Cette analyse rappelle le principe de l’effet relatif des conventions. La personnalité morale distincte des sociétés du même groupe empêche de considérer leurs actes comme interchangeables. La volonté de contracter doit s’apprécier strictement au regard des signataires. La portée de cette solution est de protéger la sécurité juridique des engagements en respectant l’autonomie patrimoniale de chaque entité.
L’absence de preuve d’une volonté commune de substitution
La demanderesse invoquait la similitude de l’objet pour établir que les nouveaux contrats remplaçaient l’ancien. La cour écarte cet argument après un examen technique et contractuel. Elle constate que « les dénominations des matériels sont d’ailleurs différentes et les contrats conclus (location versus crédit-bail et prêt) différents ». Un rapport d’expert privé concluait à l’identité de l’objet, mais la cour ne le retient pas.

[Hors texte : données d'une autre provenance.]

PR #1033, opened 2021-04-26
Fix Noise design matrix index in the fitter

luojing1211:
The fitter gets the noise design matrix from the stack design matrix using the indices. The stack design matrix's index is labeled as 
+++++++++++++++++++++++++++++++++++++++++
           |    offset | fit parameters | Noise design matrix
+++++++++++++++++++++++++++++++++++++++++
TOAs |

In the red noise residual calculation, the offset column is not taken into consideration. The start index of the noise design matrix is 1 smaller than the real start position. This PR fixes it.

### DIFF
--- a/src/pint/fitter.py
+++ b/src/pint/fitter.py
@@ -220,7 +220,7 @@ class Fitter:
         self.is_wideband = False
         self.converged = False
 
-    def fit_toas(self, maxiter=None):
+    def fit_toas(self, maxiter=None, debug=False):
         """Run fitting operation.
 
         This method needs to be implemented by subclasses. All implemenations
@@ -1018,6 +1018,7 @@ class DownhillFitter(Fitter):
         required_chi2_decrease=1e-2,
         max_chi2_increase=1e-2,
         min_lambda=1e-3,
+        debug=False
     ):
         """Carry out a cautious downhill fit.
 
@@ -1246,7 +1247,7 @@ class DownhillWLSFitter(DownhillFitter):
         )
         self.method = "downhill_wls"
 
-    def fit_toas(self, maxiter=10, threshold=None, **kwargs):
+    def fit_toas(self, maxiter=10, threshold=None, debug=False, **kwargs):
         """Fit TOAs.
 
         This is mostly implemented in
@@ -1264,7 +1265,7 @@ class DownhillWLSFitter(DownhillFitter):
             :func:`pint.fitter.DownhillFitter.fit_toas`
         """
         self.threshold = threshold
-        super().fit_toas(maxiter=maxiter, **kwargs)
+        super().fit_toas(maxiter=maxiter, debug=debug, **kwargs)
 
     def create_state(self):
         return WLSState(self, self.model)
@@ -1402,7 +1403,7 @@ class DownhillGLSFitter(DownhillFitter):
             self, self.model, full_cov=self.full_cov, threshold=self.threshold
         )
 
-    def fit_toas(self, maxiter=10, threshold=0, full_cov=False, **kwargs):
+    def fit_toas(self, maxiter=10, threshold=0, full_cov=False, debug=False, **kwargs):
         """Fit TOAs.
 
         This is mostly implemented in
@@ -1424,7 +1425,7 @@ class DownhillGLSFitter(DownhillFitter):
         """
         self.threshold = threshold
         self.full_cov = full_cov
-        r = super().fit_toas(maxiter=maxiter, **kwargs)
+        r = super().fit_toas(maxiter=maxiter, debug=debug, **kwargs)
         # FIXME: set up noise residuals et cetera
         # Compute the noise realizations if possible
         ntmpar = len(self.model.free_params)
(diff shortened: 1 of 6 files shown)


paulray:
This is one of the many reasons why the offset parameter should be *explicit* in the model and not implicit.

luojing1211:
I agree. But we have not decided on how to handle the absolute phase fitting.

tests/test_gls_fitter.py
```diff
@@ -60,6 +60,20 @@ def test_gls_fitter(self):
                     assert np.abs(v - val[0]) <= e, msg
                     assert np.abs(1 - val[1] / e) < 0.1, msg
 
+    def test_noise_design_matrix_index(self):
+        self.fit(full_cov=False)
```
aarchiba, line 64: Why is it necessary to do a fit here? That will be slow.

tests/test_gls_fitter.py
```diff
@@ -60,6 +60,20 @@ def test_gls_fitter(self):
...
+        ntmpar = len(self.f.model.free_params)
+        Mn = self.f.model.noise_model_designmatrix(self.f.toas)
+        M, params, units = self.f.get_designmatrix()
+        M_stack = np.hstack((M, Mn))
+        noise_dims = self.f.model.noise_model_dimensions(self.f.toas)
+        # This is how the gls fitter get the noise design matrix. I don't know
+        # if there is some other way to test the index.
```
aarchiba, line 71: For noise model basis functions that are easy to describe - like the constant offset one, or ECORR for a simple data set (merge two fake data sets so the ECORR basis functions are pairs) - you can confirm that the basis functions are what you think they should be. I wrote some examples of this in the tests for the downhill fitters, if I recall correctly.

tests/test_gls_fitter.py
```diff
@@ -60,6 +60,20 @@ def test_gls_fitter(self):
...
+        for comp in noise_dims.keys():
+            p0 = noise_dims[comp][0] + ntmpar + 1
+            p1 = p0 + noise_dims[comp][1]
+            assert np.all(M_stack[:, p0:p1] == Mn[:, p0 - ntmpar - 1 : p1 - ntmpar - 1])
```
aarchiba, line 75: I don't understand what relationship this is supposed to be testing.

tests/test_model_manual.py
```diff
@@ -89,7 +89,7 @@ def test_valid_model(tmp_dir, func, name, expectation):
 def test_compare_get_model_new_and_old():
     m_new = get_model_new(parfile)
     m_old = get_model(parfile)
-
+    print(parfile)
```
aarchiba, line 92: Do not print. You can always run `pytest --pdb` and inspect local variables in a failing test.

tests/test_gls_fitter.py
```diff
@@ -60,6 +60,20 @@ def test_gls_fitter(self):
                     assert np.abs(v - val[0]) <= e, msg
                     assert np.abs(1 - val[1] / e) < 0.1, msg
 
+    def test_noise_design_matrix_index(self):
```
aarchiba, line 63: Does this test fail when run against the code before the bug fix? I can't really tell what it is testing or whether it actually verifies correctness.

aarchiba, line 63: Did you also test the downhill GLS and the wideband (downhill and not) fitters for the same bug?

src/pint/fitter.py
```diff
@@ -1432,6 +1432,8 @@ def fit_toas(self, maxiter=10, threshold=0, full_cov=False, **kwargs):
             noise_dims = self.model.noise_model_dimensions(self.toas)
             noise_resids = {}
             for comp in noise_dims.keys():
+                # The first column of designmatrix is "offset", add 1 to match
+                # the indices of noise designmatrix
                 p0 = noise_dims[comp][0] + ntmpar
```
aarchiba, line 1437: Should this line see the same change as the others?

src/pint/fitter.py
```diff
@@ -1432,6 +1432,8 @@ def fit_toas(self, maxiter=10, threshold=0, full_cov=False, **kwargs):
             noise_dims = self.model.noise_model_dimensions(self.toas)
             noise_resids = {}
             for comp in noise_dims.keys():
```
aarchiba, line 1434: Just use `for comp in noise_dims:` if you're changing the code anyway.

luojing1211:
Our current test does not complain about the mismatch of indices. The only place of the usage is computing the red noise residual, shifting one index does not change the result dramatically. The test I put there is to use the same code from the fitter to produce the requested indices which are used to call the full design matrix. Then I compare if the sliced matrix the same as the noise design matrix.

tests/test_gls_fitter.py
luojing1211: The problem is to get the noise model design matrix values from the full design matrix (Timingmodel design matrix + noise model design matrix). The noise dim calculation is ok. The problem is at the fitter. I don't have a good way to get P0, and P1, listed below from the fitter.

aarchiba:
It is fairly easy to check red noise residuals if the basis functions are the top-hats you get from ECORR. This would explain some of the problems we've been having with whitened residuals. I wrote some relevant tests in #1000

tests/test_model_manual.py
scottransom: I don't understand the "Do not print."  Why is that?  It gets suppressed during normal usage, but you can see if if you want by using `pytest -s`.  It seems (and has been) useful to me.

Elle estime que la localisation commune des sièges sociaux ne suffit pas à établir que les prestations étaient identiques et destinées à la même société.
Surtout, la cour examine la clause de reconduction tacite du contrat de 2015. « Aucune résiliation n’est intervenue dans les conditions prévues par l’article précité et la conclusion des deux contrats de 2020 par une autre entité juridique ne peut ainsi être interprétée comme la volonté commune des parties initiales de mettre fin au premier contrat. » Un remboursement opéré par la société de location était présenté comme un aveu. La cour y voit le résultat d’une « négociation commerciale entre les parties », et non la reconnaissance d’une double facturation.
Cette approche exige une preuve claire de la volonté de substituer un contrat à un autre. La simple succession chronologique de contrats sur des biens similaires est insuffisante. La valeur de cette solution réside dans le respect strict des modalités contractuelles de résiliation, préservant ainsi la stabilité des relations contractuelles établies.